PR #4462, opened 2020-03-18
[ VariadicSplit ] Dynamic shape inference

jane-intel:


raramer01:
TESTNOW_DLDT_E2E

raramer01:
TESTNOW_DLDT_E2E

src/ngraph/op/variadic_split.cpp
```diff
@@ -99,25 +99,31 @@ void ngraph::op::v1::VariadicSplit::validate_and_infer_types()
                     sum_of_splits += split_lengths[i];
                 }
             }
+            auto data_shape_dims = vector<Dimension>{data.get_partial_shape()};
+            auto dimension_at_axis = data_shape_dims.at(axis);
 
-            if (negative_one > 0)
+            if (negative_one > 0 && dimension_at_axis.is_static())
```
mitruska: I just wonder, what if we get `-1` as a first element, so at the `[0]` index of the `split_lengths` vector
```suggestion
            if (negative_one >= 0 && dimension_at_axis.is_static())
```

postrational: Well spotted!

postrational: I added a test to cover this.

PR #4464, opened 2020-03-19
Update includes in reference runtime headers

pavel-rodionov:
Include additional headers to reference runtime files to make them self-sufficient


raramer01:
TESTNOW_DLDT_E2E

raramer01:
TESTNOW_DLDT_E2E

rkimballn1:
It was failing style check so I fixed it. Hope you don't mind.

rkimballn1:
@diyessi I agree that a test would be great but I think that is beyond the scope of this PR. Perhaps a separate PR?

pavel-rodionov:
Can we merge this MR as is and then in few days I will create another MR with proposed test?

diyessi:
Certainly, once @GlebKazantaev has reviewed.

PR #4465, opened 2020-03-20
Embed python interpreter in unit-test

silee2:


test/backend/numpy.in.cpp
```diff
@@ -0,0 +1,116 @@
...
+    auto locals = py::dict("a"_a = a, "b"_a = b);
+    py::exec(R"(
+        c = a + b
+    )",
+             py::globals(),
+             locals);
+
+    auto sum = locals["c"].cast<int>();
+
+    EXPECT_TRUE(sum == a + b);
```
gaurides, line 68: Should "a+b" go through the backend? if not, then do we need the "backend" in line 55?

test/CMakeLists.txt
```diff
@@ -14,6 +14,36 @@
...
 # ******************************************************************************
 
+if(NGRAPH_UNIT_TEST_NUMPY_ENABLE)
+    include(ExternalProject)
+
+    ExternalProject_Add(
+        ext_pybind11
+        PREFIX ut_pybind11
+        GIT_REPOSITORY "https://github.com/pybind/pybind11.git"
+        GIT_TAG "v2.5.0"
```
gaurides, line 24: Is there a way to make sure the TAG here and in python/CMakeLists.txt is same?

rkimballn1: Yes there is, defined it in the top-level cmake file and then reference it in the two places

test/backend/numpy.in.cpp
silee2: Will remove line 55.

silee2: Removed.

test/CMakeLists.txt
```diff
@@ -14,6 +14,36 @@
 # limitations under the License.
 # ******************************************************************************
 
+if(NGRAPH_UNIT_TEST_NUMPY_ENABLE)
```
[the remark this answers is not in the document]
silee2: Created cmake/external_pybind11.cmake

* * *

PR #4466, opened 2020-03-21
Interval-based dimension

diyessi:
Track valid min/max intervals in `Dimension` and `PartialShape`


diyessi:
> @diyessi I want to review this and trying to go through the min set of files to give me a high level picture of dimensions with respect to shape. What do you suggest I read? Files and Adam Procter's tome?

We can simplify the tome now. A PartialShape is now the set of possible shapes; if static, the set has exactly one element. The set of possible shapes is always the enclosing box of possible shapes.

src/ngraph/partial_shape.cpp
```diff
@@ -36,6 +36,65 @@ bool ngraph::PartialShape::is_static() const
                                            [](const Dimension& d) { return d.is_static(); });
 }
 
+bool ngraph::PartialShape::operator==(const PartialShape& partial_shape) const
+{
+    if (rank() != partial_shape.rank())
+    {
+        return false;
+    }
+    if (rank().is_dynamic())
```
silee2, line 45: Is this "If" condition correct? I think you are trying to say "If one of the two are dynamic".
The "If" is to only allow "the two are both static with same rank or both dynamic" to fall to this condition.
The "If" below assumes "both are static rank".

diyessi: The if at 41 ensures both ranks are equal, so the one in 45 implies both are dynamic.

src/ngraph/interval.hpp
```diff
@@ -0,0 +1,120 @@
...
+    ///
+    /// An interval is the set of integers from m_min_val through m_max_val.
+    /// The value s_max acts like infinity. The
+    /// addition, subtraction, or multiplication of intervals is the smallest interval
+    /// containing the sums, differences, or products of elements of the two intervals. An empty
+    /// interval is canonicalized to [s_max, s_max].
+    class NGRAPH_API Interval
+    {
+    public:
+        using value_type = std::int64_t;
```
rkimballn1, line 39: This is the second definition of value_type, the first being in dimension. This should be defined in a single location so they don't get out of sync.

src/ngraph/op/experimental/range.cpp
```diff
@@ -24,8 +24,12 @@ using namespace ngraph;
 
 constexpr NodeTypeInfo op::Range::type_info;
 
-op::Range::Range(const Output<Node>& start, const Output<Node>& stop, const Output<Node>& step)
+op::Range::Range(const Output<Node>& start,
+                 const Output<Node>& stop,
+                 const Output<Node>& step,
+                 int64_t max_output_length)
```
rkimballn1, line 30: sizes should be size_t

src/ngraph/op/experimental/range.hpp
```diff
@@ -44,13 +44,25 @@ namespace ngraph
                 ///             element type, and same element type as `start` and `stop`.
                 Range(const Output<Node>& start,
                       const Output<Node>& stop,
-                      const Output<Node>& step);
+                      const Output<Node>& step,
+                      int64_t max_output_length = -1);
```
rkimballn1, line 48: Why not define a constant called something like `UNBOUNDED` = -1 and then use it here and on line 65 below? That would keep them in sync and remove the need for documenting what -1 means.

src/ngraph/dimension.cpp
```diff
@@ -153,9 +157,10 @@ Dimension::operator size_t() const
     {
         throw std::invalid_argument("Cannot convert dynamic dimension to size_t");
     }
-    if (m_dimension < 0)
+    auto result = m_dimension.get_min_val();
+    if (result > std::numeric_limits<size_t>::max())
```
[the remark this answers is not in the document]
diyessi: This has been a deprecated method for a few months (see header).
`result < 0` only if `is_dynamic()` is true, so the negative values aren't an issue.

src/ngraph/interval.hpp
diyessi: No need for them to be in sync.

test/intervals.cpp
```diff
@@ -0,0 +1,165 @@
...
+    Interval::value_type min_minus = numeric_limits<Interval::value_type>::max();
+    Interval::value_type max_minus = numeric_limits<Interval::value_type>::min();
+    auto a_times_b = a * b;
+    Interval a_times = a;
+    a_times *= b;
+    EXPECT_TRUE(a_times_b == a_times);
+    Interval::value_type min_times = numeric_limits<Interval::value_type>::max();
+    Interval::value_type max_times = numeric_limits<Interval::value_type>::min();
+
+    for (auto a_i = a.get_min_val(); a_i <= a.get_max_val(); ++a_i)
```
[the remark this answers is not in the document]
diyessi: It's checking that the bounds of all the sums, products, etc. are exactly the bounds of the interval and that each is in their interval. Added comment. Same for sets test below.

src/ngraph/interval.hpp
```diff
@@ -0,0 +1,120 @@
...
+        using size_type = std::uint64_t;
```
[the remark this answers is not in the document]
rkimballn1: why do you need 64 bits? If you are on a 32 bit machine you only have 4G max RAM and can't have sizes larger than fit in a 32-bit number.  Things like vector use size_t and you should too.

▸ Problem statement
Looking at the data above, return every line from the one with "PR #4466, opened 2020-03-21" down to the one with "Adam Procter's tome?", exactly and inclusively.

▸ Finished exercise
PR #4466, opened 2020-03-21
Interval-based dimension

diyessi:
Track valid min/max intervals in `Dimension` and `PartialShape`


diyessi:
> @diyessi I want to review this and trying to go through the min set of files to give me a high level picture of dimensions with respect to shape. What do you suggest I read? Files and Adam Procter's tome?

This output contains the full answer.